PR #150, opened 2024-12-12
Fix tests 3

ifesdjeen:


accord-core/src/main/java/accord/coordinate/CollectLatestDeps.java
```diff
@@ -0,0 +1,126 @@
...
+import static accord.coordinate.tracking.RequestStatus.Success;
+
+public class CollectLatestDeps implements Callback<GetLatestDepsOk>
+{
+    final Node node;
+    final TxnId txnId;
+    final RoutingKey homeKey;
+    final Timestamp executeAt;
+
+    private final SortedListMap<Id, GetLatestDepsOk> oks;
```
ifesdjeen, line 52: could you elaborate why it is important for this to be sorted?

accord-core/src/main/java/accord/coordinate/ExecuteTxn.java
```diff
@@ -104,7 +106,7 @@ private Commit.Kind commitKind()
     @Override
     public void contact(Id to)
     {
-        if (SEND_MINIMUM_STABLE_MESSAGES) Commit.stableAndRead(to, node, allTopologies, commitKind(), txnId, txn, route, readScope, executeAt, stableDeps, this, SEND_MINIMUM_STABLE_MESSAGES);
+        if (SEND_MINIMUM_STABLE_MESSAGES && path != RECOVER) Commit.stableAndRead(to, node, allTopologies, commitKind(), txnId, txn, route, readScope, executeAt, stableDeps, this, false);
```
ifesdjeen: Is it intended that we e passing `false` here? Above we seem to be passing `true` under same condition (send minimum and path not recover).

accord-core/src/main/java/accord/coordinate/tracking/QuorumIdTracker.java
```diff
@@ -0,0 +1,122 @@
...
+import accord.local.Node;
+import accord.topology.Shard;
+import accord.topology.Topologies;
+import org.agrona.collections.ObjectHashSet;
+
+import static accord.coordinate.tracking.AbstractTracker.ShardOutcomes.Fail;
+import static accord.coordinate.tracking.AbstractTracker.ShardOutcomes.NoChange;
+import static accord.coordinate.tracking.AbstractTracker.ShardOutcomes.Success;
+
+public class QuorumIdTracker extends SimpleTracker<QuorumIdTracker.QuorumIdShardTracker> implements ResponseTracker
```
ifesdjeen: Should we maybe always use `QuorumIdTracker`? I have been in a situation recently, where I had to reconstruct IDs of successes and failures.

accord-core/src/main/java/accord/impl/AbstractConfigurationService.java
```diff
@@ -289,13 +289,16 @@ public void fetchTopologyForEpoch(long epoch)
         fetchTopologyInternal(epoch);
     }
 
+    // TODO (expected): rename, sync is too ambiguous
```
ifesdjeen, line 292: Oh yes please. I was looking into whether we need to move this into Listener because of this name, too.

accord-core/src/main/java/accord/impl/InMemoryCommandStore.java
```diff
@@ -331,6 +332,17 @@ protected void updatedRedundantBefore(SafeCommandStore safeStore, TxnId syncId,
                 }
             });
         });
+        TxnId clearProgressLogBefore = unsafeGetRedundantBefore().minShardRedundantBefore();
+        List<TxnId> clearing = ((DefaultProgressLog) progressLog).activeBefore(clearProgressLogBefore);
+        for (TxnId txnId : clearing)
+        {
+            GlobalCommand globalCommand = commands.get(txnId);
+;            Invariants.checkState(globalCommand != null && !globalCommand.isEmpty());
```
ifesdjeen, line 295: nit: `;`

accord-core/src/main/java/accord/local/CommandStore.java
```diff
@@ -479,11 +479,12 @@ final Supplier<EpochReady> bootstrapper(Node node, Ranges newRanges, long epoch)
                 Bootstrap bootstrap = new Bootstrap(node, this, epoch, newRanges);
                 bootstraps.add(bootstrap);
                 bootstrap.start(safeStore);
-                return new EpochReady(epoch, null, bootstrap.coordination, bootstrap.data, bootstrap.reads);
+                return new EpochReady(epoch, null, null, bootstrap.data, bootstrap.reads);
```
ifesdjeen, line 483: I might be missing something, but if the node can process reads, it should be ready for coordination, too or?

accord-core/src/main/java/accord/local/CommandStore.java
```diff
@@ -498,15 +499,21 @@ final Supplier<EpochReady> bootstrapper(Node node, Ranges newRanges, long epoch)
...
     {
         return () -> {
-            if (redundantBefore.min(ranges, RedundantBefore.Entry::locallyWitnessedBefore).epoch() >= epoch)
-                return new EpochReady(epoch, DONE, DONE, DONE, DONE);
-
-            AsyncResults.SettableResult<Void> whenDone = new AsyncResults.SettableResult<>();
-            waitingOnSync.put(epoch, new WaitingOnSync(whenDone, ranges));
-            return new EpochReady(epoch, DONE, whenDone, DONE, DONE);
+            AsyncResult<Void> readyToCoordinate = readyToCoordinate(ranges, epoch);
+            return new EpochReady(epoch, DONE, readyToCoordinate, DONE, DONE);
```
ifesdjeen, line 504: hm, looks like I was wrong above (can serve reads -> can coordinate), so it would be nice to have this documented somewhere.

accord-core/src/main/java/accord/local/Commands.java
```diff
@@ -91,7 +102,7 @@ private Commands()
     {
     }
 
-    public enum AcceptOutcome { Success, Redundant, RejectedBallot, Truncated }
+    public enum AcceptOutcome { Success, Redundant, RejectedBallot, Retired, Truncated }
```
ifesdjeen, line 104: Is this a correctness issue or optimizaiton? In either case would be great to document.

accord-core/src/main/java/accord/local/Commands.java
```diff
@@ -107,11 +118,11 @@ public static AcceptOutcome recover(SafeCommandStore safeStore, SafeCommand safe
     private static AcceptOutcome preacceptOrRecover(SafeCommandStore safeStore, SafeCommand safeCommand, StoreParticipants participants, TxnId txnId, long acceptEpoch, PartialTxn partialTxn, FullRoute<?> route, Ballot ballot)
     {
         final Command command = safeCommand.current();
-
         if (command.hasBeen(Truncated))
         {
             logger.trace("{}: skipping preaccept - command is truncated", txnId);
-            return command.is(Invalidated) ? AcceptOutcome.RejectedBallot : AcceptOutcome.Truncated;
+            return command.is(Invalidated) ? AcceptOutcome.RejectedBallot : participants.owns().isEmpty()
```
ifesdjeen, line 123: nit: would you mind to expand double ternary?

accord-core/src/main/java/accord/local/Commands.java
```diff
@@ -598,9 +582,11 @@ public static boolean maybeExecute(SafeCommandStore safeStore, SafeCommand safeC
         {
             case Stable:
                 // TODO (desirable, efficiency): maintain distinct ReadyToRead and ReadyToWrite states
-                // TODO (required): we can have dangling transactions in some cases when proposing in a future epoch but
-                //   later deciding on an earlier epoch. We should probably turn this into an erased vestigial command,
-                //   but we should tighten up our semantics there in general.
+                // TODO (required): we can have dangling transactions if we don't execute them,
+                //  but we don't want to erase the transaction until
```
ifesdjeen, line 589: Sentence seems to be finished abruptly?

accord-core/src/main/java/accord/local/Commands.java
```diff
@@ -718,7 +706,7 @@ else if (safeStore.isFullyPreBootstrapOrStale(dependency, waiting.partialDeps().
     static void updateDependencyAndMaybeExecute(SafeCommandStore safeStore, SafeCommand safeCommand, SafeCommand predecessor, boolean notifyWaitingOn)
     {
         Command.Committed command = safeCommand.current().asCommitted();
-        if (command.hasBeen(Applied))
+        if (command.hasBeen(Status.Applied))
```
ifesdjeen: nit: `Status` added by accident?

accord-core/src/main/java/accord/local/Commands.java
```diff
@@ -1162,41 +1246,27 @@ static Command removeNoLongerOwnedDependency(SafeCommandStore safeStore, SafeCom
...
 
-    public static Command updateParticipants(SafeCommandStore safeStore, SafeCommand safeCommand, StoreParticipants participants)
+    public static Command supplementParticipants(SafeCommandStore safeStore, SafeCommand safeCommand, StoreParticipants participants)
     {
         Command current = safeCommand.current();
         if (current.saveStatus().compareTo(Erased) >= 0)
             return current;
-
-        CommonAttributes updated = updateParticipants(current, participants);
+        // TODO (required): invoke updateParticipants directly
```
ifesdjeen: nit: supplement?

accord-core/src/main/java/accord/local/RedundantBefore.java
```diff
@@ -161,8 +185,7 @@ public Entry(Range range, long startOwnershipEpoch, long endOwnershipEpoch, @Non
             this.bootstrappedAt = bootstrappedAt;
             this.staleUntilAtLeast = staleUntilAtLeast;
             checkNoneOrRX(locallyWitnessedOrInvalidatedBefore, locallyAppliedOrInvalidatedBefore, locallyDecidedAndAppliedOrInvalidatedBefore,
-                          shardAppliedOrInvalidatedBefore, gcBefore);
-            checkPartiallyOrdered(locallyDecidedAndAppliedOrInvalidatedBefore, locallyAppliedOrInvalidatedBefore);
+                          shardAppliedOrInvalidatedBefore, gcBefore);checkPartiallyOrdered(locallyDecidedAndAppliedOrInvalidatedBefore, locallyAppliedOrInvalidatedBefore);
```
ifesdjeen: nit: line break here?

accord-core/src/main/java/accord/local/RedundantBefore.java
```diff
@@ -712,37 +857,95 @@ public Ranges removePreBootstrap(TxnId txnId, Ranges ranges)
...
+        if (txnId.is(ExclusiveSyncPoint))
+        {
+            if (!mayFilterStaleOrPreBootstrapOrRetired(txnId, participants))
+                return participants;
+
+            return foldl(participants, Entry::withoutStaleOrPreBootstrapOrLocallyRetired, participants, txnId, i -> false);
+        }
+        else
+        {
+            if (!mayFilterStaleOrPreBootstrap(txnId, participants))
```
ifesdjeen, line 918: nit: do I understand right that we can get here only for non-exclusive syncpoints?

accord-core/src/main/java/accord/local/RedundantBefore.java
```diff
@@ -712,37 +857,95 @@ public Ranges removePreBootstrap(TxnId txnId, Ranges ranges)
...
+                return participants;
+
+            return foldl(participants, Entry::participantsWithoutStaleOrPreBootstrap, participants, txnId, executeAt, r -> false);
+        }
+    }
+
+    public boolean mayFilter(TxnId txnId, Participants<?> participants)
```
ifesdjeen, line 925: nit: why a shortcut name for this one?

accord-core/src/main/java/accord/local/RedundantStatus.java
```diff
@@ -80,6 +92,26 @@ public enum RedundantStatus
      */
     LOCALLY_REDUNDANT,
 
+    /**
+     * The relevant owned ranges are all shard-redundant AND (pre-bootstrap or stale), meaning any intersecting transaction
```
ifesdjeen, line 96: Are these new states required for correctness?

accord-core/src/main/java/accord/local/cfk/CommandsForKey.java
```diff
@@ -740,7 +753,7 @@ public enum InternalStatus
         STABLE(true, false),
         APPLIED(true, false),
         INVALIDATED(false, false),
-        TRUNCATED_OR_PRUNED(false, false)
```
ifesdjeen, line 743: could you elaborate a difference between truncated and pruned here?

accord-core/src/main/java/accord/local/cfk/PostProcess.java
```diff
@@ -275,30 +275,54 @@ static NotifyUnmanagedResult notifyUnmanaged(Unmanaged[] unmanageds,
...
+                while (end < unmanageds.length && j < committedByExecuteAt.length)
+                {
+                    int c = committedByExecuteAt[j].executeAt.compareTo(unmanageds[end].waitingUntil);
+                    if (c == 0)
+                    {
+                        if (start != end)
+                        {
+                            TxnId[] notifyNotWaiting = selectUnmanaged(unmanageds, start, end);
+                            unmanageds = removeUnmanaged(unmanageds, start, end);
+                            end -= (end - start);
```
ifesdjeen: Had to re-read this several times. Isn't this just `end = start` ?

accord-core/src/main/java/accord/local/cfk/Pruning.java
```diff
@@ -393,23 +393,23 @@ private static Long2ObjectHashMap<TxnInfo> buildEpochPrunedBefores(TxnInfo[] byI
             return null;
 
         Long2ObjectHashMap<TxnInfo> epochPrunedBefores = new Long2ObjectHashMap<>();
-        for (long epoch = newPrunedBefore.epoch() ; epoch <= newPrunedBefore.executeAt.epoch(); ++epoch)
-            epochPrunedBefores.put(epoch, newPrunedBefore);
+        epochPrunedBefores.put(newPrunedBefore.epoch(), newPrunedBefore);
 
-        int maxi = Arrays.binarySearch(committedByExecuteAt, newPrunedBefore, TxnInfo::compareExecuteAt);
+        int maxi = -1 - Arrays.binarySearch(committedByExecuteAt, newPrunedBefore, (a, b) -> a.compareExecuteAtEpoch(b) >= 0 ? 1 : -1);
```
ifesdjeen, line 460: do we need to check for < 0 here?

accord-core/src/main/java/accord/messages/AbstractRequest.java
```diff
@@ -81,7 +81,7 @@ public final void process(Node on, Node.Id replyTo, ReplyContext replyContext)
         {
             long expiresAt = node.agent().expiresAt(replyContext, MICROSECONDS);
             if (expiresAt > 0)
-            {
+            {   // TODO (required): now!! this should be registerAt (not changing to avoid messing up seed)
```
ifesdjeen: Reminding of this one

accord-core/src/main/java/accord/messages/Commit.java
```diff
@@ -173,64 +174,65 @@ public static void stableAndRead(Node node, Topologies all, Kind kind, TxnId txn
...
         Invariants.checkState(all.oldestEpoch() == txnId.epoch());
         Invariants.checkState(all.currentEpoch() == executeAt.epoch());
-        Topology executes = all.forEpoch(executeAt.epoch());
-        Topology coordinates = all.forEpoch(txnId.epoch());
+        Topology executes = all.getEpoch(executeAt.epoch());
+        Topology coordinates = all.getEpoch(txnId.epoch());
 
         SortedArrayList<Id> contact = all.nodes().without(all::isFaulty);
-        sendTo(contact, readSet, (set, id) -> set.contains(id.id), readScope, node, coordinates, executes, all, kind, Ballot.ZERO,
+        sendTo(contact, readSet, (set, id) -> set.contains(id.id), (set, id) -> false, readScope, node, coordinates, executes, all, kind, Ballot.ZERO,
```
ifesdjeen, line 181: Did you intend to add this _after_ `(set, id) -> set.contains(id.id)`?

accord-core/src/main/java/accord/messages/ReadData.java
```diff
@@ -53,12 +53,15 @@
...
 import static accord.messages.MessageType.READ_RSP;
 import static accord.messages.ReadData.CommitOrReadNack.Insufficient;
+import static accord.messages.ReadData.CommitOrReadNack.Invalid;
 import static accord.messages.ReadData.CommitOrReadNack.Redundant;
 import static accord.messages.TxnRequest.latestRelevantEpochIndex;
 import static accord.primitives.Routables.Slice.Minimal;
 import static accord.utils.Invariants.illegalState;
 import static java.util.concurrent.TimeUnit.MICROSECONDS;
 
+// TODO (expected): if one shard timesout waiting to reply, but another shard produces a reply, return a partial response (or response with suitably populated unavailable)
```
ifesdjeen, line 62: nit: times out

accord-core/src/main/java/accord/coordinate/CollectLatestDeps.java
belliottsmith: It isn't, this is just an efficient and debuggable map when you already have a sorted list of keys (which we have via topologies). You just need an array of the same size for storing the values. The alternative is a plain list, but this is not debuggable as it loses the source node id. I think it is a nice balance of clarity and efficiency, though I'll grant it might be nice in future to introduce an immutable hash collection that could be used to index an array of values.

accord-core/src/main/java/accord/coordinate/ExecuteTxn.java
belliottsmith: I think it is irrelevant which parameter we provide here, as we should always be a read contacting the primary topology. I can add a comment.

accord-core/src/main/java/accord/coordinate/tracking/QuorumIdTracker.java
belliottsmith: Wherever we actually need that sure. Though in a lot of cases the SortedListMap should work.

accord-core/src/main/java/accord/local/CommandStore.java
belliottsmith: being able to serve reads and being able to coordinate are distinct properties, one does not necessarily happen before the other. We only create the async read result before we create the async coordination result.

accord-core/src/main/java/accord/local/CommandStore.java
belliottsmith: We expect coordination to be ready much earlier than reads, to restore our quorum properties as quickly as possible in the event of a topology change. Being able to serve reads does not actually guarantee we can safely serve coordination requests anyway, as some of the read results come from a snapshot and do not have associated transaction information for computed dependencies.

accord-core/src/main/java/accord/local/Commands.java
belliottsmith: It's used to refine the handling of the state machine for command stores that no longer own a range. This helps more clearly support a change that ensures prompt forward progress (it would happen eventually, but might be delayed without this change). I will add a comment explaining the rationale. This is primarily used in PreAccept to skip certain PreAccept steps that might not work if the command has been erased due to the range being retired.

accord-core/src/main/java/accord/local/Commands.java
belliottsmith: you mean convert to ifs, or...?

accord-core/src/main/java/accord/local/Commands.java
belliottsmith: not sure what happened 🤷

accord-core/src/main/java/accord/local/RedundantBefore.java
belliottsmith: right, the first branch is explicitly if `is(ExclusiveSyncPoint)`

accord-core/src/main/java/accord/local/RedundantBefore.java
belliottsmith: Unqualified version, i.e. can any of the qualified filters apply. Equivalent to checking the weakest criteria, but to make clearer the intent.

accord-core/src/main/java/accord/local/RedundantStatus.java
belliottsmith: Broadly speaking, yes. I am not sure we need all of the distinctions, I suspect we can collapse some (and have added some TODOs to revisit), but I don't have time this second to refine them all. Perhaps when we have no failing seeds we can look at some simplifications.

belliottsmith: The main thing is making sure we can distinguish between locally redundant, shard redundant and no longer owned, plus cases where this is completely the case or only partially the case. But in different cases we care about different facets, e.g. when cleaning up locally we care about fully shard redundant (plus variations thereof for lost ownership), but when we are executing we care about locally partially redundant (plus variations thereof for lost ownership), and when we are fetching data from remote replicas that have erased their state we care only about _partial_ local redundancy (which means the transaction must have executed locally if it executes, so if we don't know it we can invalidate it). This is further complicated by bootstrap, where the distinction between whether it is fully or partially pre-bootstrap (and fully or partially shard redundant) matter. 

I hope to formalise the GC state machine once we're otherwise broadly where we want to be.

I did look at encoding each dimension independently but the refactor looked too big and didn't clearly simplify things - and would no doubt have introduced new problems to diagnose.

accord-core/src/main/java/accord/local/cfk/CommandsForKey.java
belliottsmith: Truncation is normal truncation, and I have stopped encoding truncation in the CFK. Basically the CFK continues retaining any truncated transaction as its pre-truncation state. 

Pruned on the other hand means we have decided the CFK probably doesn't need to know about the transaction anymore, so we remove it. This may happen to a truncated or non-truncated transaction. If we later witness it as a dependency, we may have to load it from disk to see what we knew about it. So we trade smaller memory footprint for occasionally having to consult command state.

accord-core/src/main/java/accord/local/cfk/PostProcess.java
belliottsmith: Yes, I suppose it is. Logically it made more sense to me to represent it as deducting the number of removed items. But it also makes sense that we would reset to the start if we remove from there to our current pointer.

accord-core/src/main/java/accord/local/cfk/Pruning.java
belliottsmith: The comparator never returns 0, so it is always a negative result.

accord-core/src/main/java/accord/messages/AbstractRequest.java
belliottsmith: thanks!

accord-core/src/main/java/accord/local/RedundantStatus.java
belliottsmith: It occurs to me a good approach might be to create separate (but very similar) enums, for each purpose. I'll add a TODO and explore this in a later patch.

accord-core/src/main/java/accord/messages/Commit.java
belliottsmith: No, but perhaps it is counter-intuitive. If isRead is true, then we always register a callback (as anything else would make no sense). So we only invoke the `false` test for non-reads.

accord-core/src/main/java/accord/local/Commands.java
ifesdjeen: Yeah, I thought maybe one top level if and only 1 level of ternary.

==

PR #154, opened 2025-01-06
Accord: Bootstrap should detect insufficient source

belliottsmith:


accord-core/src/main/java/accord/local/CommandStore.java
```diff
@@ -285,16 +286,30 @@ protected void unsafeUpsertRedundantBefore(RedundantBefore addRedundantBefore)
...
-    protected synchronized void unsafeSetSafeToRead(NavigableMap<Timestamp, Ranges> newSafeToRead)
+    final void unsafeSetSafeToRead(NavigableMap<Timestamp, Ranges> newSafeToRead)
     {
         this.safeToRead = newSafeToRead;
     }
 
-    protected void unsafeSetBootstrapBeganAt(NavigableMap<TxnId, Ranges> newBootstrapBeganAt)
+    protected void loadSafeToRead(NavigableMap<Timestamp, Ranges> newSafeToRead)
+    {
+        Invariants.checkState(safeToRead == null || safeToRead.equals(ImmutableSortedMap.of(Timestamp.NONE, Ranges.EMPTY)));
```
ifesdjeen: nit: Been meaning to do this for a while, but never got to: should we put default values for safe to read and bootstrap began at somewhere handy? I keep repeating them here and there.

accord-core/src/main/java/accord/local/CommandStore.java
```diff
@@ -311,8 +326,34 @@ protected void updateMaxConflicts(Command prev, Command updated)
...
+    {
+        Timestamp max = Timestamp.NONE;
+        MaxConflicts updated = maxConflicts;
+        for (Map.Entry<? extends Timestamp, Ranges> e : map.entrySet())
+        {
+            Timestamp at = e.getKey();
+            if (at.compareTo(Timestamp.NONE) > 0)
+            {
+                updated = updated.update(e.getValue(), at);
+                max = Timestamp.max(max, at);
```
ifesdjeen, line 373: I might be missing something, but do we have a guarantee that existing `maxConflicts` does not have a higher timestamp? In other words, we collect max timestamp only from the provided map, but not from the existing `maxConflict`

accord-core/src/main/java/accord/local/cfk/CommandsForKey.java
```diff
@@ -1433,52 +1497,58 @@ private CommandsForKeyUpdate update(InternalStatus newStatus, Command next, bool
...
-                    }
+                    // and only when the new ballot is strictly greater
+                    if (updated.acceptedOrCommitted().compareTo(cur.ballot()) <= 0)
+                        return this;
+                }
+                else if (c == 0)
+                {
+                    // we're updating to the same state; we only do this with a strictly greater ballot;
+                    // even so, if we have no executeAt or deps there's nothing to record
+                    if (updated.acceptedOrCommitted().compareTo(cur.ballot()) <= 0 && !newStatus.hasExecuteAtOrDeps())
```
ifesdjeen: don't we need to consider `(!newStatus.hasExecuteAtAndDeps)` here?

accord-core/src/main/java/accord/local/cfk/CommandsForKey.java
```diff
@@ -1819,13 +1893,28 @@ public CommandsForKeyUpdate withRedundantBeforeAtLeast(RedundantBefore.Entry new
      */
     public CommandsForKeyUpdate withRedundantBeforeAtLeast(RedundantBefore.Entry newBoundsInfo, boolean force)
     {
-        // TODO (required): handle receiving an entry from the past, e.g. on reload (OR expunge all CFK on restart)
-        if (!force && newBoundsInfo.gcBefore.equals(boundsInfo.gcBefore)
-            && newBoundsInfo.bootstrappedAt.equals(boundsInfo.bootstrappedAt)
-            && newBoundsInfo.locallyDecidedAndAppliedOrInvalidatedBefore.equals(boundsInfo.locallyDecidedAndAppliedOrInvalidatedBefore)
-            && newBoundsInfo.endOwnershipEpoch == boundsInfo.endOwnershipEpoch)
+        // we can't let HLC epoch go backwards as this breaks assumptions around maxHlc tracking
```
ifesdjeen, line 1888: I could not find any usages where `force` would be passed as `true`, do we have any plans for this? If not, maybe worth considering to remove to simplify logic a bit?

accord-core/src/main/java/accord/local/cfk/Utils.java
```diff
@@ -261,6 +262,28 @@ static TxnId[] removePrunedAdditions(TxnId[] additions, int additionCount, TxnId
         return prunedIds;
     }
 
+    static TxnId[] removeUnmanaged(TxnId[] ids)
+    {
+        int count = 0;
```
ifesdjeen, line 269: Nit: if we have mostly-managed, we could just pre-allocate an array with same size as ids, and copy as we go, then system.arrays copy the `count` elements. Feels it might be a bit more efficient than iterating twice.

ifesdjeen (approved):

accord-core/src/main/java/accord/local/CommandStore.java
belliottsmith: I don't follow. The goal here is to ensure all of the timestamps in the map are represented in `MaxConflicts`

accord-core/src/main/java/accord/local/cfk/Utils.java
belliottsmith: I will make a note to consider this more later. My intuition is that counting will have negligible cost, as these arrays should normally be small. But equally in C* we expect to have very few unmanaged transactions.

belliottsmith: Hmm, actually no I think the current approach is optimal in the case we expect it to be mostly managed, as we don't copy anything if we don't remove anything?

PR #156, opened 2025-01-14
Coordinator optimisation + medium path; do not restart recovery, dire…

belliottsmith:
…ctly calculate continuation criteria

==

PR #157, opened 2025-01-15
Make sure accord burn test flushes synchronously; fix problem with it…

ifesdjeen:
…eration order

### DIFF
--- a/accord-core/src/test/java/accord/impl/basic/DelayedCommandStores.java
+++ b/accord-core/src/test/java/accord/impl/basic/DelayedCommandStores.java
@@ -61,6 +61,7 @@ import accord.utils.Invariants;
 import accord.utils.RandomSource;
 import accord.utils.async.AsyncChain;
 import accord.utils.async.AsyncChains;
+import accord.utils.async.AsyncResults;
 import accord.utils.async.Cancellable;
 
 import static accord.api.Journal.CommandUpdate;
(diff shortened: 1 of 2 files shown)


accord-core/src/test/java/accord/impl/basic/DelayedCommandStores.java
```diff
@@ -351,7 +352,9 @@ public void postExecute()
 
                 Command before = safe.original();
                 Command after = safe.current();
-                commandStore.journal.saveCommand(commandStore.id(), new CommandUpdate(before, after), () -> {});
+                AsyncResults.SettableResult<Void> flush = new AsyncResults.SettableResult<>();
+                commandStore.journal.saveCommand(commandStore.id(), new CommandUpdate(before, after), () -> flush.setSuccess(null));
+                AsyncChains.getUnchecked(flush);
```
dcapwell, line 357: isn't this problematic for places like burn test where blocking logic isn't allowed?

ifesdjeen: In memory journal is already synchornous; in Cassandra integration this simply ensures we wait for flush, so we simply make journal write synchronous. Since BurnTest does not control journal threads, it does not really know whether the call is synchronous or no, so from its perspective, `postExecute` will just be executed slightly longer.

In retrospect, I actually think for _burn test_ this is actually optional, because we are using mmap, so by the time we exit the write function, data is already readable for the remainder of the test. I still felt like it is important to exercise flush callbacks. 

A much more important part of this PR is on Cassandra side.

Problem to work on
Within this data, count the lines that include the string "TxnInfo" and write the number with nothing else.

The answer
3